**How to complete this task:** The task calls for the count of lines containing "Technical" in these records, given as a number with no other words.
++++++++
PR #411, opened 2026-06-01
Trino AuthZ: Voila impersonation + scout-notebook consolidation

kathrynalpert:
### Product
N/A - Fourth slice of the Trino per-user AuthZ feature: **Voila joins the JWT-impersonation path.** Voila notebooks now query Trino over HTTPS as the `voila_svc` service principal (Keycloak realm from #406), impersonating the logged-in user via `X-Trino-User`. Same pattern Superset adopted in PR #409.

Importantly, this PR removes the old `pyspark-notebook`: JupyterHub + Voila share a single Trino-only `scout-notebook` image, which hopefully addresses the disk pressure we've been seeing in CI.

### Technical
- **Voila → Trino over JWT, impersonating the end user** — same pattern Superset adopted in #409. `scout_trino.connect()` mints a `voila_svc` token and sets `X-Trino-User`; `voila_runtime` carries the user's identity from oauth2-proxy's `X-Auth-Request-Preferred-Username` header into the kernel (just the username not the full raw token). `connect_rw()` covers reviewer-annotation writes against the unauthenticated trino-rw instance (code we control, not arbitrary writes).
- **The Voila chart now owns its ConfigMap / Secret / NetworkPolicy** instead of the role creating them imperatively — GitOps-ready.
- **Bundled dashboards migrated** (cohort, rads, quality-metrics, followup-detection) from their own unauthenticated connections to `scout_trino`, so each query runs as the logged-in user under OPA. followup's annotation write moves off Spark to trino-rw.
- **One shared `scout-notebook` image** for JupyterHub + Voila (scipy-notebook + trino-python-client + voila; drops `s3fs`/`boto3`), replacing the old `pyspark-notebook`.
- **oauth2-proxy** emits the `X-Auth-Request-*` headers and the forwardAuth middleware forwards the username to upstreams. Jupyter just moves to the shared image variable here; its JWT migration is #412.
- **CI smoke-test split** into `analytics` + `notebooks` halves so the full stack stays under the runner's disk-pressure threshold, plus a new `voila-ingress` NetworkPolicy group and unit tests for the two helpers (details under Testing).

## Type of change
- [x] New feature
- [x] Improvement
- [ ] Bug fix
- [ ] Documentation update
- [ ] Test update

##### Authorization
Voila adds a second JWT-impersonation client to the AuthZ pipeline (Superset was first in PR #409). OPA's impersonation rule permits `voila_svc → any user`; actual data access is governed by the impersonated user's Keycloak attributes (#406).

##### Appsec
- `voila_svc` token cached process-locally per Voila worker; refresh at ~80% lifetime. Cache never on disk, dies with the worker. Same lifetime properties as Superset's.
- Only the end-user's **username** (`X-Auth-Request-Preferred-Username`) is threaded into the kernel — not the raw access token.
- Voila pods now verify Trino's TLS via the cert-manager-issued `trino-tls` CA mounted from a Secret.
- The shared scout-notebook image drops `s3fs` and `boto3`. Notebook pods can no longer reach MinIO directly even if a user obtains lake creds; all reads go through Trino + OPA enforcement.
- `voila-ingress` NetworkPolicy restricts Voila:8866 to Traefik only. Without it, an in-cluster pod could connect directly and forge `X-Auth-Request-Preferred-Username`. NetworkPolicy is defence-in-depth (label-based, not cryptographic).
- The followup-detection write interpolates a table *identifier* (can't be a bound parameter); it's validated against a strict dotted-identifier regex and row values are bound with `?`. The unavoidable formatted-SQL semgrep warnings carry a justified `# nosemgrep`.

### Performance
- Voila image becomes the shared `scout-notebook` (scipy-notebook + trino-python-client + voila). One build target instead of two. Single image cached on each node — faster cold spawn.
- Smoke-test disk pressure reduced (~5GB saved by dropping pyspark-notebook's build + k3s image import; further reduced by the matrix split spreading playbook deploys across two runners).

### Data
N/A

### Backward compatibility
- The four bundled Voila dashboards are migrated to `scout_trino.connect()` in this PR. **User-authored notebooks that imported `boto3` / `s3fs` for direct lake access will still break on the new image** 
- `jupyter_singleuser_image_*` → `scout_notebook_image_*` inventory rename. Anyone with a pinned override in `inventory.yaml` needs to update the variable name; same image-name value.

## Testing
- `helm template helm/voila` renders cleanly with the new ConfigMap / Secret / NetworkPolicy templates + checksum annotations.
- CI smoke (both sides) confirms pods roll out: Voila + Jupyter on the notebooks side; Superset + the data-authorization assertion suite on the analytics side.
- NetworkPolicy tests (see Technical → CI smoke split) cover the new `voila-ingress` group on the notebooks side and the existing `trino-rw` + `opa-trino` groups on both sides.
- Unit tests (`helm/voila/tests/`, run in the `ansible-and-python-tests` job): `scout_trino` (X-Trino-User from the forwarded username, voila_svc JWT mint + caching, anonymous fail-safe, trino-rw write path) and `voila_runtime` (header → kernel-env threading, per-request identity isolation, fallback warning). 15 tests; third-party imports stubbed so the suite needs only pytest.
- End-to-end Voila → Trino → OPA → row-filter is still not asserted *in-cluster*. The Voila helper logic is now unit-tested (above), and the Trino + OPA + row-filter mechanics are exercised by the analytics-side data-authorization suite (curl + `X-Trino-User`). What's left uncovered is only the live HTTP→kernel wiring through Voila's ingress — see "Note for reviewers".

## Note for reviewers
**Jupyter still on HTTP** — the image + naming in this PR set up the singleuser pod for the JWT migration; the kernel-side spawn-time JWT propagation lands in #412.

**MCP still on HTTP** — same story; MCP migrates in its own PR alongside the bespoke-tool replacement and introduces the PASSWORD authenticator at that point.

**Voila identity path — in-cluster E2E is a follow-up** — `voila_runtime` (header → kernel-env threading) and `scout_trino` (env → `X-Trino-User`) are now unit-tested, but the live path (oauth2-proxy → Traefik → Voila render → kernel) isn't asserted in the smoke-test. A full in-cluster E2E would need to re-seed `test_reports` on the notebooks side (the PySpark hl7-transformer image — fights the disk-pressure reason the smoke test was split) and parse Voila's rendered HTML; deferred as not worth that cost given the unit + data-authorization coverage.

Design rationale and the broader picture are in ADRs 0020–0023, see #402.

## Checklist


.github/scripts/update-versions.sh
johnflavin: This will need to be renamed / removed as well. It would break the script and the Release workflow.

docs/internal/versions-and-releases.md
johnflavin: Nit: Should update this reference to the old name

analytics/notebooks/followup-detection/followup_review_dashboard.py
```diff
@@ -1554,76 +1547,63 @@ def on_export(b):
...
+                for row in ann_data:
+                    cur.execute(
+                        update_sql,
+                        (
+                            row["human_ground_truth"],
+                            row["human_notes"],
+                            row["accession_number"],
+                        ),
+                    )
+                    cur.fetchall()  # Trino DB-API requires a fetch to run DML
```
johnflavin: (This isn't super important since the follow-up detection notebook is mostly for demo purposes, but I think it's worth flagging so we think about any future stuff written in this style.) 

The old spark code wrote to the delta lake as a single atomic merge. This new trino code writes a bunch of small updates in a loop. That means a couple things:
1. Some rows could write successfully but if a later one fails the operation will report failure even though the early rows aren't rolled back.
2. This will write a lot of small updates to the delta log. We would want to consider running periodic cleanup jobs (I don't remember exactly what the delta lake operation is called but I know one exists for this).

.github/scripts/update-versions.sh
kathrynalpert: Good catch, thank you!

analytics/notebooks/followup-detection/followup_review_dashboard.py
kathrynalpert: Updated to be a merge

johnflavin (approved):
++++++++
**Solution to the problem:** 2